*PROBLEM TO WORK ON:*
Only the count should appear in your answer: how many lines of the data below contain the word "explicit"?
Start of Block
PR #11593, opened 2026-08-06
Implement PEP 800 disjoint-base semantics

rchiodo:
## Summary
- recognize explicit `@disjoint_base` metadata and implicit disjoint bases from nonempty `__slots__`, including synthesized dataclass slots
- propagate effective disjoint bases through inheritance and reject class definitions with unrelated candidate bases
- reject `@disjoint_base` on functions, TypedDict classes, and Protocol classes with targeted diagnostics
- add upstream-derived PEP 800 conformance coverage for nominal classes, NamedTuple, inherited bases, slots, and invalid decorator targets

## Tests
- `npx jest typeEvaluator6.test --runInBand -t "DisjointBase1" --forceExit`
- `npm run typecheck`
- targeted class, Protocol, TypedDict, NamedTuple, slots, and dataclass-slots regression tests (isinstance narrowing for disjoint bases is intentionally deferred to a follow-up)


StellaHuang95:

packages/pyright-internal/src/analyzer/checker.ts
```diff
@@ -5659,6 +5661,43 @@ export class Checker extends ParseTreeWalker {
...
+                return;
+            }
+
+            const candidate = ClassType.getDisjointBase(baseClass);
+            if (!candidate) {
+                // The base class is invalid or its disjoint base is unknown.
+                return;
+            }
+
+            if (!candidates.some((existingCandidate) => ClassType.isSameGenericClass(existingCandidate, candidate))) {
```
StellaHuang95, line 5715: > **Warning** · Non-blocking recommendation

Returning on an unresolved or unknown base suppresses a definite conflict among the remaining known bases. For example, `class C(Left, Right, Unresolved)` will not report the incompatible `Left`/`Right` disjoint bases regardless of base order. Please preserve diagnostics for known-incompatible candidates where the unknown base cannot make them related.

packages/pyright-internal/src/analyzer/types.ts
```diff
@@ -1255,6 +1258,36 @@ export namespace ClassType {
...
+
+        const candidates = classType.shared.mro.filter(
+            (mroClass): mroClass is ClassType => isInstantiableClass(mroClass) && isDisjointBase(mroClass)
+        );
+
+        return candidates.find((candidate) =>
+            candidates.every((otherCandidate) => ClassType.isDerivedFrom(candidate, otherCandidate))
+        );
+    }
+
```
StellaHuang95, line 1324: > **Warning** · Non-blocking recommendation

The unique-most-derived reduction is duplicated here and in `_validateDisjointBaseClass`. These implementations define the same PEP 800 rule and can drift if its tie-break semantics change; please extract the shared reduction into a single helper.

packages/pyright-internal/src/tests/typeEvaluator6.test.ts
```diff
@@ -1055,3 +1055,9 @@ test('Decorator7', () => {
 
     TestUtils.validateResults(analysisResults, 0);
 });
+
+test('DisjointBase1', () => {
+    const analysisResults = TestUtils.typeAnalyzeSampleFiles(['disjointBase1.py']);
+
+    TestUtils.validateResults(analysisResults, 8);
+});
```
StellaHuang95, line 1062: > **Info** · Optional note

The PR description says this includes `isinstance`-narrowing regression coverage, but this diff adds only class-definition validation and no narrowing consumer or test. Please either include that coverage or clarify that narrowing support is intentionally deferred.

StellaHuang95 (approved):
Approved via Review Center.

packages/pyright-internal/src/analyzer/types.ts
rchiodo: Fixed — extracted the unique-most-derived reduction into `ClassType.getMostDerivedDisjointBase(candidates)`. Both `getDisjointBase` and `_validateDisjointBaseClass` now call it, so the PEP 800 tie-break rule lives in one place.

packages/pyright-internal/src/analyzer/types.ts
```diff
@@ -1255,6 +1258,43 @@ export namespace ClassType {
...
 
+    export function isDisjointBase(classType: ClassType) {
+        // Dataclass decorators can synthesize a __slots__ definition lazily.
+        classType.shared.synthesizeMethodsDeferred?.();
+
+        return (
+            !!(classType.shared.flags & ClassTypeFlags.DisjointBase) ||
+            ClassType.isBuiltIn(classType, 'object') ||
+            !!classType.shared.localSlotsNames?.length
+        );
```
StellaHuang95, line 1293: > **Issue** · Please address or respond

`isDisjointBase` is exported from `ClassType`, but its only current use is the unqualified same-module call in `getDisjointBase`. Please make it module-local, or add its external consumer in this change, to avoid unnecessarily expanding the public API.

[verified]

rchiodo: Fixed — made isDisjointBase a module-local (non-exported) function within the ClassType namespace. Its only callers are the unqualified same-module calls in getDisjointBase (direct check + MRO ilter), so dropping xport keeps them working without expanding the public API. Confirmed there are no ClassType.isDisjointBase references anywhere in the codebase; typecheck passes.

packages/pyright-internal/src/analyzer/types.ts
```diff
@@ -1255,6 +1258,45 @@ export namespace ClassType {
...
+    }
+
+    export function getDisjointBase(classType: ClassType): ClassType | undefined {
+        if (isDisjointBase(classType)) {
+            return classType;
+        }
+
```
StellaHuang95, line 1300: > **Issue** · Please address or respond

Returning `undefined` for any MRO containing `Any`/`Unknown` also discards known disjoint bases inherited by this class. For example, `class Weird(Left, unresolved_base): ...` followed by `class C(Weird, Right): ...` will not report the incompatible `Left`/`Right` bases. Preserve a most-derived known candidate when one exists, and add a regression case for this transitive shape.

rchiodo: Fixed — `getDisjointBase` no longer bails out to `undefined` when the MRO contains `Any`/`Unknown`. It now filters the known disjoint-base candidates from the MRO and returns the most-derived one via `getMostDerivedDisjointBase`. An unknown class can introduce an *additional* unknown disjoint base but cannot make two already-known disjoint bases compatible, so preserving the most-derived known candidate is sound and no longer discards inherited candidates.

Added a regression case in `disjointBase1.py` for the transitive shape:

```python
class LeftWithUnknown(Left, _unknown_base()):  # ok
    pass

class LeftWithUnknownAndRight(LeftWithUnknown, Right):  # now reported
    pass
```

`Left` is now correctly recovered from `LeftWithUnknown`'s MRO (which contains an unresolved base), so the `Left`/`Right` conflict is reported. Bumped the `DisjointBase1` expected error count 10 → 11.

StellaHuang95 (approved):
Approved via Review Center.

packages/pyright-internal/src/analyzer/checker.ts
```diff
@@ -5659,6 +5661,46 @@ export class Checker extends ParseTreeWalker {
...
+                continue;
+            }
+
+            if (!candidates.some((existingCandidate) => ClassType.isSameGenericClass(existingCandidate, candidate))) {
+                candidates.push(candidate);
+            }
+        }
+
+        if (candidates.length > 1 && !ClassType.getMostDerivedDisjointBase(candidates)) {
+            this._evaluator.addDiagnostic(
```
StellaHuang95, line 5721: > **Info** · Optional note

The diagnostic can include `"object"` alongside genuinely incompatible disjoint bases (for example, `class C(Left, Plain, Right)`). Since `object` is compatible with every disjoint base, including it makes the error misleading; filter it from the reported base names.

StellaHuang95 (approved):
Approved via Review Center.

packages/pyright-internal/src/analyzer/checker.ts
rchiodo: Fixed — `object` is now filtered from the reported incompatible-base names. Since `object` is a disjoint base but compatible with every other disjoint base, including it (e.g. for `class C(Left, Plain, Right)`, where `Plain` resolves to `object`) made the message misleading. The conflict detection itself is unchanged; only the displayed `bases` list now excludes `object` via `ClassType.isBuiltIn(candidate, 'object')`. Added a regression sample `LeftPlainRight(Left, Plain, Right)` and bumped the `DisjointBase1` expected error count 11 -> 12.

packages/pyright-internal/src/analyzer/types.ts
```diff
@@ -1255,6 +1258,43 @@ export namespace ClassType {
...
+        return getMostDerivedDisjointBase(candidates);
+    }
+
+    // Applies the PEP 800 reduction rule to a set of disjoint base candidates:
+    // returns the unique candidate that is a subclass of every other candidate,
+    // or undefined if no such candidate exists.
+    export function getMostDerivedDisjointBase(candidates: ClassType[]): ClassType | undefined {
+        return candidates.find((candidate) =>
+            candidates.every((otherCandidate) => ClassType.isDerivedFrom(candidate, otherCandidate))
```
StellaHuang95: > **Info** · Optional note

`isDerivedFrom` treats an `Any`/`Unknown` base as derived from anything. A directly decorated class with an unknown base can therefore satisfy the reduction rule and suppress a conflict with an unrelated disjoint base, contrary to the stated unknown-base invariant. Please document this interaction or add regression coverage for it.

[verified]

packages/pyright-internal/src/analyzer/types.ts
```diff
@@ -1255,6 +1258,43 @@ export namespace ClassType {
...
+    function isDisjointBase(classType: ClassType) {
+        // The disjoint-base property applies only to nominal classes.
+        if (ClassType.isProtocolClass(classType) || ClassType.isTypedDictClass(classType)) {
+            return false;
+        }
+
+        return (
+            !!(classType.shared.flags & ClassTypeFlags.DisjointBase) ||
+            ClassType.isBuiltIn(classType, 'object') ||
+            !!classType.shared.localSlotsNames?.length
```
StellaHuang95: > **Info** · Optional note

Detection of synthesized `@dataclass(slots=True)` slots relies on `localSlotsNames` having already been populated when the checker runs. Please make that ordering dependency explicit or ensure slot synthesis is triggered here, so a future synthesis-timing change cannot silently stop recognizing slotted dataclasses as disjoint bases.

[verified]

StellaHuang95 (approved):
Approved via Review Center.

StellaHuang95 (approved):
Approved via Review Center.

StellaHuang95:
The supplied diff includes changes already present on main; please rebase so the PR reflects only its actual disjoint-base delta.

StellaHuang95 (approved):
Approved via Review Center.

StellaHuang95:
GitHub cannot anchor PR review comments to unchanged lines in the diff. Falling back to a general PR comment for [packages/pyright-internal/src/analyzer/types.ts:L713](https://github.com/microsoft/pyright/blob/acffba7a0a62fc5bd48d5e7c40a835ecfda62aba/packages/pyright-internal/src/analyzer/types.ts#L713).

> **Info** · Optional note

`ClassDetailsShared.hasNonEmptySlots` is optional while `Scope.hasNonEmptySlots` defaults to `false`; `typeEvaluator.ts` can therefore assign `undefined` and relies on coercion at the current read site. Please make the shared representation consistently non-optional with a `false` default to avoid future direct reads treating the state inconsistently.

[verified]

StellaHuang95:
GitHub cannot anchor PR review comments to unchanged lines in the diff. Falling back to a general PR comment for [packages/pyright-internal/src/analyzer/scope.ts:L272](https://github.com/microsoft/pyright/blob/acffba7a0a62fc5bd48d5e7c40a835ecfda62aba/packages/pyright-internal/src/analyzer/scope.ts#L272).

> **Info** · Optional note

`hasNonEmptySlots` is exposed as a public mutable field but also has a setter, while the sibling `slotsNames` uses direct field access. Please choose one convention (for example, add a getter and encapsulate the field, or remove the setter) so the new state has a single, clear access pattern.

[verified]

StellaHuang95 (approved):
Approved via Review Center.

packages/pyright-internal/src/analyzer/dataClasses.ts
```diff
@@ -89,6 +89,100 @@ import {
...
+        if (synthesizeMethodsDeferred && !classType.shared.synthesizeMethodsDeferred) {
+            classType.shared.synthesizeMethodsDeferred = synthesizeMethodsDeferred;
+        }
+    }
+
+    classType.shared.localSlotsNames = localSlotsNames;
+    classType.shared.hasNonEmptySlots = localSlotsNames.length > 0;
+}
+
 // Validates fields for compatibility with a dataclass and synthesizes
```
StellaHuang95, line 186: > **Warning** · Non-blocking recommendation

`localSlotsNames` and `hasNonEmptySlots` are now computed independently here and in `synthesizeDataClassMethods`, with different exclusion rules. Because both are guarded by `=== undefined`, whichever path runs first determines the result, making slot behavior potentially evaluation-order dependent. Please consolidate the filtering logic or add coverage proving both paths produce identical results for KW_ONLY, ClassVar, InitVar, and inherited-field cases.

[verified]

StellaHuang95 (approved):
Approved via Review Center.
End of Block
*ANSWER:*
2